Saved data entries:
——————————
PR #563, opened 2021-06-03
Fix incorrect docstring, resolve #506.

### LINKED ISSUE #506: Incorrect docstring in Job.update_statepoint
The docstring modified by @cbkerr in #444 has a small error / confusing wording. Here, the `Job.update_statepoint` method claims that setting `overwrite=True` makes the method `update_statepoint` act like the method `reset_statepoint`. This is not quite true, and nearly caused me to re-implement the behavior incorrectly while refactoring #497.
https://github.com/glotzerlab/signac/blob/9bb8887485f9dca6d5c012e8d20ad6303eb97334/signac/contrib/job.py#L407-L408

For example, see this minimal reproduction:
```python
import signac
project = signac.init_project("UpdateStatepointDocstringBug")
job = project.open_job({"a": 1})
print(job.sp)
job.update_statepoint({"b": 2}, overwrite=True)   # Here the overwrite behavior doesn't matter because the key does not exist yet
print(job.sp)
job.update_statepoint({"b": 3})
print(job.sp)
```

Output:
```python
{'a': 1}
{'a': 1, 'b': 2}
  File "problem.py", line 7, in <module>
    job.update_statepoint({"b": 3})
  File "/home/bdice/code/signac/signac/contrib/job.py", line 414, in update_statepoint
    raise KeyError(key)
KeyError: 'b'
```

Notice that when `overwrite=True`, the `Job.update_statepoint` method acts like `dict.update` in its behavior of overwriting values: https://docs.python.org/3/library/stdtypes.html#dict.update

I suggest rewriting the docstring:

```python
        Parameters
        ----------
        update : dict
            A mapping used for the state point update.
        overwrite : bool, optional
            If False, an error will be raised if the update modifies the
            values of existing keys in the state point. If True, any existing
            keys will be overwritten in the same way as :meth:`dict.update`.
            Use with caution! (Default value = False).
```

**This also affects `Project.update_statepoint`.**

bdice:
## Description
See #506 for issue description. This alters a docstring whose described behavior doesn't match the implementation.

## Motivation and Context
Resolves #506.

## Types of Changes
- [x] Documentation update
- [x] Bug fix
- [ ] New feature

## Checklist:

If necessary:

### DIFF
--- a/changelog.txt
+++ b/changelog.txt
@@ -26,6 +26,11 @@ Deprecated
 
  - ``doc_filter`` arguments, which are replaced by namespaced filters. Due to their long history, ``doc_filter`` arguments will still be accepted in signac 2.0 and will only be removed in 3.0.
 
+Fixed
++++++
+
+ - Corrected docstrings for ``Job.update_statepoint`` and ``Project.update_statepoint`` (#506, #563).
+
 
 [1.6.0] -- 2020-01-24
 ---------------------
--- a/signac/contrib/job.py
+++ b/signac/contrib/job.py
@@ -410,25 +410,25 @@ class Job:
 
         .. warning::
 
-            While appending to a job's state point is generally safe,
-            modifying existing parameters may lead to data
-            inconsistency. Use the overwrite argument with caution!
+            While appending to a job's state point is generally safe, modifying
+            existing parameters may lead to data inconsistency. Use the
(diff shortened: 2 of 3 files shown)


csadorf (approved):
Thx for fixing!

cbkerr (approved):
Thanks 🥺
——————————
EXERCISE DESCRIPTION:
Reproduce word for word the lines of the records above, beginning at the first and ending with the line where "### LINKED ISSUE" appears, and nothing past it.

ANSWER TO THIS PROBLEM:
PR #563, opened 2021-06-03
Fix incorrect docstring, resolve #506.

### LINKED ISSUE #506: Incorrect docstring in Job.update_statepoint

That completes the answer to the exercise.